Pavan Padaki, Author of Brand Vinci and Branding Coach, observes that the brand’s unveiled looks point to a new direction.
He explains, “To reintroduce itself into the market, brand Ambassador could have strategically chosen to be a cult brand, a nostalgic brand, or a legacy brand. Going by the popular reactions to the new-look ambassador, it seems to be a jaw-dropping stunner, most unexpected and in high contrast to the fuddy-car label it had earned itself in the past. Without any advertising campaign, it has managed to reposition itself as a legacy brand with a twist. With its unveiled looks, it has made both past owners and the new generation of potential owners sit up and drool and has straight away thrown its cap into the EV market, making it an updated and relevant brand. Its appeal is now wide open, going beyond nostalgic emotions.”
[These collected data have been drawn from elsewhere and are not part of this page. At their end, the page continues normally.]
PR #2462, opened 2024-09-16
OCM-10679 | fix: use default user agent

devguyio:
After #2356 there were a few places where the default user agent was hardcoded and needed to be fixed


ciaranRoche (approved):
/lgtm

PR #2471, opened 2024-09-18
OCM-11241 | fix: update description for 36293

msmigiel-rh:
For test 36293, the description said that it was doing a delete, but from looking at the code, no delete was happening, so I updated the description to only mention that it was only creating and listing the machine pools.


jfrazierRH:
/lgtm

Did you change the TC description as well?

msmigiel-rh:
Yes, I updated the description of the test case.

“Brand Ambassador, from the brink of being labelled as a vintage car, has now leaped ahead to be appreciated as a new-age car, along with all its positive brand associations as a nostalgic, comfortable, robust, rugged car for the new Indian roads. It is truly a 2.0 brand, unapologetic and intriguing, appealing to one and all and unlikely to be a taxi anymore,” he observes.
Will the mix of legacy and modernity work? It might. But the legacy will have very little to do with success, seems to be the verdict.